Task requirements
Report every line of the data that includes "self".
BEGIN Data for this exercise
PR #612, opened 2022-03-15
Fix: ACDC, stop mutating the `epoch_end` attribute

dbogunowicz:
Fixed some inconvenient design choices on my end.

`_finish_on_compression` was the function which asserted that the training finishes on the last compression phase. As a byproduct, it was changing the `end_epoch` attribute and leading to a super ugly UI:

1. User specifies ACDCPruningModifier's `end_epoch: X` in the recipe before training.
2. `_finish_on_compression( ..., end_epoch = X)` would return `end_epoch = Y`
3. After the training the manager would save the resulting recipe with a different `end_epoch: Y`....
4. ...resulting in a big wtf moment for the user (did for me :))

Now, instead of using `_finish_on_compression` method, I am just making sure that the last `update_frequency` epochs of the training are always compression epochs. This is functionally equivalent to the previous code, but does not silently mutate the value of `end_epoch`.


src/sparseml/pytorch/sparsification/pruning/modifier_pruning_acdc.py
```diff
@@ -169,8 +167,10 @@ def get_applied_sparsity_for_epoch(
             should be set to different sparsities, should return a list of those values
             in the order the parameters appear in the mask manager for this object
         """
+
         self._num_phase = math.floor((epoch - self.start_epoch) / self.update_frequency)
-        if self._num_phase % 2 == 0:
+
+        if self._num_phase % 2 == 0 and self.end_epoch - self.update_frequency > epoch:
```
bfineran, line 173: nice

bfineran (approved):

rahul-tuli (approved):

PR #615, opened 2022-03-16
Refactor `update_recipe_variables`

dbogunowicz:
The original function was super messy so I took Ben's advice and refactored it a bit.

### DIFF
--- a/src/sparseml/optim/helpers.py
+++ b/src/sparseml/optim/helpers.py
@@ -195,6 +195,68 @@ def parse_recipe_variables(
     return recipe_variables
 
 
+def _update_staged_container_value(var_key, var_value, container):
+    """
+    Extends the functionality of _update_container_value to handle staged containers.
+
+    :param var_key: The key we are attempting to find in the container.
+    :param var_value: The value which will overwrite the previous value
+        every time var_key is found in the container's keys.
+    :param container: A container generated from a YAML string of SparseML recipe
+    :return: (optionally mutated) container, as well as key_value
+        (True if var_key found in container's attributes, otherwise False)
+    """
+    key_found = False
+
+    for container_key, container_value in container.items():
+        if not isinstance(container_value, dict):
+            # checking contents of global variables
+            if var_key == container_key:
+                container[var_key] = var_value
+                key_found = True
+
+        else:
+            # checking contents of a stage
+            stage_container, stage_key_found = _update_container_value(
+                var_key, var_value, container_value
+            )
+            container[container_key] = stage_container
+            if stage_key_found:
+                key_found = True
+
+    return container, key_found
+
+
+def _update_container_value(var_key: str, var_value, container):
+    """
+    Checks whether there is at least one attribute (key) in the container, with the same
+    name as var_key. If this is the case, key_found = True, otherwise False.
+    Additionally, during checking, when var_key key is present in any of the container's
+    attributes, this attribute's value gets overwritten with var_value.
+
+    :param var_key: The key we are attempting to find in the container.
+    :param var_value: The value which will overwrite the previous value
+        every time var_key is found in the container's keys.
+    :param container: A container generated from a YAML string of SparseML recipe
+    :return: (optionally mutated) container, as well as key_value
+        (True if var_key found in container's attributes, otherwise False)
+    """
+    key_found = False
+
+    for key, value in container.items():
+        if not isinstance(value, list):
+            if var_key == key:
+                container[var_key] = var_value
+                key_found = True
+        else:
+            for i, modifier in enumerate(value):
+                if var_key in modifier.keys():
+                    container[key][i][var_key] = var_value
+                    key_found = True
+
+    return container, key_found
+
+
 def update_recipe_variables(recipe_yaml_str: str, variables: Dict[str, Any]) -> str:
     """
     :param recipe_yaml_str: YAML string of a SparseML recipe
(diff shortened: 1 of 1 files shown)


src/sparseml/optim/helpers.py
```diff
@@ -195,6 +195,68 @@ def parse_recipe_variables(
     return recipe_variables
 
 
+def _update_staged_container_value(var_key, var_value, container):
```
bfineran, line 198: let's rename `_update_staged_container_value` to `_update_staged_recipe_variable` as container is a little ambiguous outside of the scope of the functions

src/sparseml/optim/helpers.py
```diff
@@ -195,6 +195,68 @@ def parse_recipe_variables(
...
+                var_key, var_value, container_value
+            )
+            container[container_key] = stage_container
+            if stage_key_found:
+                key_found = True
+
+    return container, key_found
+
+
+def _update_container_value(var_key: str, var_value, container):
```
bfineran, line 230: let's rename `_update_container_value ` to `_update_recipe_variable` as container is a little ambiguous outside of the scope of the functions

src/sparseml/optim/helpers.py
bfineran, line 198: nit: `var_key` -> `var_name`

src/sparseml/optim/helpers.py
```diff
@@ -195,6 +195,68 @@ def parse_recipe_variables(
...
+    """
+    key_found = False
+
+    for key, value in container.items():
+        if not isinstance(value, list):
+            if var_key == key:
+                container[var_key] = var_value
+                key_found = True
+        else:
+            for i, modifier in enumerate(value):
```
bfineran, line 252: nit: ambiguous variable name `i`, prefer `idx`

src/sparseml/optim/helpers.py
```diff
@@ -195,6 +195,68 @@ def parse_recipe_variables(
...
+                key_found = True
+
+        else:
+            # checking contents of a stage
+            stage_container, stage_key_found = _update_container_value(
+                var_key, var_value, container_value
+            )
+            container[container_key] = stage_container
+            if stage_key_found:
+                key_found = True
```
bfineran, line 225: if `stage_key_found` is guaranteed to be a bool, could do `key_found = key_found or stage_key_found` or `key_found |= stage_key_found`. not safe if you think `stage_key_found` could change type somehow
END Data for this exercise
Result for this exercise
         self._num_phase = math.floor((epoch - self.start_epoch) / self.update_frequency)
-        if self._num_phase % 2 == 0:
+        if self._num_phase % 2 == 0 and self.end_epoch - self.update_frequency > epoch:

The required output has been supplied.